▶ **What the task requires**:
All of the data, from the first line to the last, should be reproduced without alteration.

▶ **Material for this exercise**:
==============================
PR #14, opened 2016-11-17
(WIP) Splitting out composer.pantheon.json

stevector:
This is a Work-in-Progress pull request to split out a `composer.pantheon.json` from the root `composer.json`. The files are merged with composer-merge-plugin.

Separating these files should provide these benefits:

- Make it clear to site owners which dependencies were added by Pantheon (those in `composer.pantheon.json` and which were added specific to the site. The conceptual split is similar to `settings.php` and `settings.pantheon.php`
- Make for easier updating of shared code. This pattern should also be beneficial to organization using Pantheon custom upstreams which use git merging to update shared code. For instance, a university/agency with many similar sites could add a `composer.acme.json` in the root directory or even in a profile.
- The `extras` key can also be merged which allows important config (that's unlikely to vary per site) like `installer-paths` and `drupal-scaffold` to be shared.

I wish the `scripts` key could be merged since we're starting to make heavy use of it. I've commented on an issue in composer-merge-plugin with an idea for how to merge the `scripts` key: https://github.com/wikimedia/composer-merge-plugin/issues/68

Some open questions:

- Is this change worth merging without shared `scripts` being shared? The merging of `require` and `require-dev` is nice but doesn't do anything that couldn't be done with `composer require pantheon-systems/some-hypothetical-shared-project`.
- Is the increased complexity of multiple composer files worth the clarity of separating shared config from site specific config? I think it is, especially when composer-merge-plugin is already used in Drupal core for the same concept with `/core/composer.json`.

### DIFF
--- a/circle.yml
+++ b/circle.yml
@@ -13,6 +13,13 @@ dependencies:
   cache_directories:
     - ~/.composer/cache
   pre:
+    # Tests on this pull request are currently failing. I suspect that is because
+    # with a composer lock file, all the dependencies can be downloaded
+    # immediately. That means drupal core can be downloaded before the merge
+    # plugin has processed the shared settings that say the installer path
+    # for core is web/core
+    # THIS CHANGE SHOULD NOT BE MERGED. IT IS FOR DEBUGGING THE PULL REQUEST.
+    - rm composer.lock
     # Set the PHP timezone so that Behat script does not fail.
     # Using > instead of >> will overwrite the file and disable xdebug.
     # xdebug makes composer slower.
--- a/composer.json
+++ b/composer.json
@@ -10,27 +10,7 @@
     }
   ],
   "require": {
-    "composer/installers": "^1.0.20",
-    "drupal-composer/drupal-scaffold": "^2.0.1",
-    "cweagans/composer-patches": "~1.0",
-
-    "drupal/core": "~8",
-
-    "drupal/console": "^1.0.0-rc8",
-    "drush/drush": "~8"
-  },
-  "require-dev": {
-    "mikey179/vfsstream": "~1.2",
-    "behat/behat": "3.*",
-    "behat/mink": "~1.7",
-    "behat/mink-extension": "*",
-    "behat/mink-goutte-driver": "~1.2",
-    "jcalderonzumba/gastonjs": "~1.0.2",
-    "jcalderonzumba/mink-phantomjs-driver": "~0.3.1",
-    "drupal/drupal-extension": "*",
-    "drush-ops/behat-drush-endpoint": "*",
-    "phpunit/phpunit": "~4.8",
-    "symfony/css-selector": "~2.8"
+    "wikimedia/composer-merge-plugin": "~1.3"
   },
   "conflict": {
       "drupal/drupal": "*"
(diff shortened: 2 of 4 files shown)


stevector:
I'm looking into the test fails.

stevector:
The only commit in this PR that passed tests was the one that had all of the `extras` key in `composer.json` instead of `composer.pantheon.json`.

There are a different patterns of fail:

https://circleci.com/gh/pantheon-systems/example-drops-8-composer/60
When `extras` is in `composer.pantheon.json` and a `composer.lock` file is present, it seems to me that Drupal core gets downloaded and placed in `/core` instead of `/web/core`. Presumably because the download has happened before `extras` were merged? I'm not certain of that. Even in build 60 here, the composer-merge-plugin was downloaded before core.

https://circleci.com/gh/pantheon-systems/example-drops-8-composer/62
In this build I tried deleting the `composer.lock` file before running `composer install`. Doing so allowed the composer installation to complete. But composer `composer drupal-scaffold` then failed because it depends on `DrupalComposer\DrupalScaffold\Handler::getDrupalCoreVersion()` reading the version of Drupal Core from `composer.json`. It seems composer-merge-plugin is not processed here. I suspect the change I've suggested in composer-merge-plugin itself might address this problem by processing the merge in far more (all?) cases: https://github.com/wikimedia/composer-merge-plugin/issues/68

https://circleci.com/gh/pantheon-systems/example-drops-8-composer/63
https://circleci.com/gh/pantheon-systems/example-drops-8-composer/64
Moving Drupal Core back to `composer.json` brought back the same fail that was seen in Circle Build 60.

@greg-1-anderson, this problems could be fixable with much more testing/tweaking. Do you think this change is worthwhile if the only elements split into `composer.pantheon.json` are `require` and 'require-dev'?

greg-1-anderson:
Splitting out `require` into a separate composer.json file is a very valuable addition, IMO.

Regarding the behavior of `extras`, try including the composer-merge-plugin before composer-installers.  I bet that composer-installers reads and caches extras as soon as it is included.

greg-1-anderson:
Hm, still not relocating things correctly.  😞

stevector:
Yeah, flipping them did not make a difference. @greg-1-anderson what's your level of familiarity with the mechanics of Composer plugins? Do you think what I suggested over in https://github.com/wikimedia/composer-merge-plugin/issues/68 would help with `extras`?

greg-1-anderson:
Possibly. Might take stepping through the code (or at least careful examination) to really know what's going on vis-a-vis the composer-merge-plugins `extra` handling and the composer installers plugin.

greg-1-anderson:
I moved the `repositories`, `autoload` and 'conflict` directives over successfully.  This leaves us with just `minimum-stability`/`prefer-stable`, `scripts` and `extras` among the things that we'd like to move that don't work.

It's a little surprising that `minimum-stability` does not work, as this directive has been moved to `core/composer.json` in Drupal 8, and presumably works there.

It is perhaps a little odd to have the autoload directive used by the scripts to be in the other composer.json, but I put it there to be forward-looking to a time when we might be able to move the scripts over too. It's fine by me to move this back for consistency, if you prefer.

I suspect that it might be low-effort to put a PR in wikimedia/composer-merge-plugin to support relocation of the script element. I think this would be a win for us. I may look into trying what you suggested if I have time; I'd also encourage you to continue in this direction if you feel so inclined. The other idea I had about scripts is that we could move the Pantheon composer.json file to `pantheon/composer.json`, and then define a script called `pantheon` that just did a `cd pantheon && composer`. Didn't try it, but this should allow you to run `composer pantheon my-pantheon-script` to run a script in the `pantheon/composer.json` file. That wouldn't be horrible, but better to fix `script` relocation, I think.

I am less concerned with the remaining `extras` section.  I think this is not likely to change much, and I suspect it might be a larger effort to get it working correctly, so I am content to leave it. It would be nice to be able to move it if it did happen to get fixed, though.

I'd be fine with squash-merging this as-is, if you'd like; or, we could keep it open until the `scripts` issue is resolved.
==============================
▶ **Exercise output**:
PR #14, opened 2016-11-17
(WIP) Splitting out composer.pantheon.json

stevector:
This is a Work-in-Progress pull request to split out a `composer.pantheon.json` from the root `composer.json`. The files are merged with composer-merge-plugin.

Separating these files should provide these benefits:

- Make it clear to site owners which dependencies were added by Pantheon (those in `composer.pantheon.json` and which were added specific to the site. The conceptual split is similar to `settings.php` and `settings.pantheon.php`
- Make for easier updating of shared code. This pattern should also be beneficial to organization using Pantheon custom upstreams which use git merging to update shared code. For instance, a university/agency with many similar sites could add a `composer.acme.json` in the root directory or even in a profile.
- The `extras` key can also be merged which allows important config (that's unlikely to vary per site) like `installer-paths` and `drupal-scaffold` to be shared.

I wish the `scripts` key could be merged since we're starting to make heavy use of it. I've commented on an issue in composer-merge-plugin with an idea for how to merge the `scripts` key: https://github.com/wikimedia/composer-merge-plugin/issues/68

Some open questions:

- Is this change worth merging without shared `scripts` being shared? The merging of `require` and `require-dev` is nice but doesn't do anything that couldn't be done with `composer require pantheon-systems/some-hypothetical-shared-project`.
- Is the increased complexity of multiple composer files worth the clarity of separating shared config from site specific config? I think it is, especially when composer-merge-plugin is already used in Drupal core for the same concept with `/core/composer.json`.

### DIFF
--- a/circle.yml
+++ b/circle.yml
@@ -13,6 +13,13 @@ dependencies:
   cache_directories:
     - ~/.composer/cache
   pre:
+    # Tests on this pull request are currently failing. I suspect that is because
+    # with a composer lock file, all the dependencies can be downloaded
+    # immediately. That means drupal core can be downloaded before the merge
+    # plugin has processed the shared settings that say the installer path
+    # for core is web/core
+    # THIS CHANGE SHOULD NOT BE MERGED. IT IS FOR DEBUGGING THE PULL REQUEST.
+    - rm composer.lock
     # Set the PHP timezone so that Behat script does not fail.
     # Using > instead of >> will overwrite the file and disable xdebug.
     # xdebug makes composer slower.
--- a/composer.json
+++ b/composer.json
@@ -10,27 +10,7 @@
     }
   ],
   "require": {
-    "composer/installers": "^1.0.20",
-    "drupal-composer/drupal-scaffold": "^2.0.1",
-    "cweagans/composer-patches": "~1.0",
-
-    "drupal/core": "~8",
-
-    "drupal/console": "^1.0.0-rc8",
-    "drush/drush": "~8"
-  },
-  "require-dev": {
-    "mikey179/vfsstream": "~1.2",
-    "behat/behat": "3.*",
-    "behat/mink": "~1.7",
-    "behat/mink-extension": "*",
-    "behat/mink-goutte-driver": "~1.2",
-    "jcalderonzumba/gastonjs": "~1.0.2",
-    "jcalderonzumba/mink-phantomjs-driver": "~0.3.1",
-    "drupal/drupal-extension": "*",
-    "drush-ops/behat-drush-endpoint": "*",
-    "phpunit/phpunit": "~4.8",
-    "symfony/css-selector": "~2.8"
+    "wikimedia/composer-merge-plugin": "~1.3"
   },
   "conflict": {
       "drupal/drupal": "*"
(diff shortened: 2 of 4 files shown)


stevector:
I'm looking into the test fails.

stevector:
The only commit in this PR that passed tests was the one that had all of the `extras` key in `composer.json` instead of `composer.pantheon.json`.

There are a different patterns of fail:

https://circleci.com/gh/pantheon-systems/example-drops-8-composer/60
When `extras` is in `composer.pantheon.json` and a `composer.lock` file is present, it seems to me that Drupal core gets downloaded and placed in `/core` instead of `/web/core`. Presumably because the download has happened before `extras` were merged? I'm not certain of that. Even in build 60 here, the composer-merge-plugin was downloaded before core.

https://circleci.com/gh/pantheon-systems/example-drops-8-composer/62
In this build I tried deleting the `composer.lock` file before running `composer install`. Doing so allowed the composer installation to complete. But composer `composer drupal-scaffold` then failed because it depends on `DrupalComposer\DrupalScaffold\Handler::getDrupalCoreVersion()` reading the version of Drupal Core from `composer.json`. It seems composer-merge-plugin is not processed here. I suspect the change I've suggested in composer-merge-plugin itself might address this problem by processing the merge in far more (all?) cases: https://github.com/wikimedia/composer-merge-plugin/issues/68

https://circleci.com/gh/pantheon-systems/example-drops-8-composer/63
https://circleci.com/gh/pantheon-systems/example-drops-8-composer/64
Moving Drupal Core back to `composer.json` brought back the same fail that was seen in Circle Build 60.

@greg-1-anderson, this problems could be fixable with much more testing/tweaking. Do you think this change is worthwhile if the only elements split into `composer.pantheon.json` are `require` and 'require-dev'?

greg-1-anderson:
Splitting out `require` into a separate composer.json file is a very valuable addition, IMO.

Regarding the behavior of `extras`, try including the composer-merge-plugin before composer-installers.  I bet that composer-installers reads and caches extras as soon as it is included.

greg-1-anderson:
Hm, still not relocating things correctly.  😞

stevector:
Yeah, flipping them did not make a difference. @greg-1-anderson what's your level of familiarity with the mechanics of Composer plugins? Do you think what I suggested over in https://github.com/wikimedia/composer-merge-plugin/issues/68 would help with `extras`?

greg-1-anderson:
Possibly. Might take stepping through the code (or at least careful examination) to really know what's going on vis-a-vis the composer-merge-plugins `extra` handling and the composer installers plugin.

greg-1-anderson:
I moved the `repositories`, `autoload` and 'conflict` directives over successfully.  This leaves us with just `minimum-stability`/`prefer-stable`, `scripts` and `extras` among the things that we'd like to move that don't work.

It's a little surprising that `minimum-stability` does not work, as this directive has been moved to `core/composer.json` in Drupal 8, and presumably works there.

It is perhaps a little odd to have the autoload directive used by the scripts to be in the other composer.json, but I put it there to be forward-looking to a time when we might be able to move the scripts over too. It's fine by me to move this back for consistency, if you prefer.

I suspect that it might be low-effort to put a PR in wikimedia/composer-merge-plugin to support relocation of the script element. I think this would be a win for us. I may look into trying what you suggested if I have time; I'd also encourage you to continue in this direction if you feel so inclined. The other idea I had about scripts is that we could move the Pantheon composer.json file to `pantheon/composer.json`, and then define a script called `pantheon` that just did a `cd pantheon && composer`. Didn't try it, but this should allow you to run `composer pantheon my-pantheon-script` to run a script in the `pantheon/composer.json` file. That wouldn't be horrible, but better to fix `script` relocation, I think.

I am less concerned with the remaining `extras` section.  I think this is not likely to change much, and I suspect it might be a larger effort to get it working correctly, so I am content to leave it. It would be nice to be able to move it if it did happen to get fixed, though.

I'd be fine with squash-merging this as-is, if you'd like; or, we could keep it open until the `scripts` issue is resolved.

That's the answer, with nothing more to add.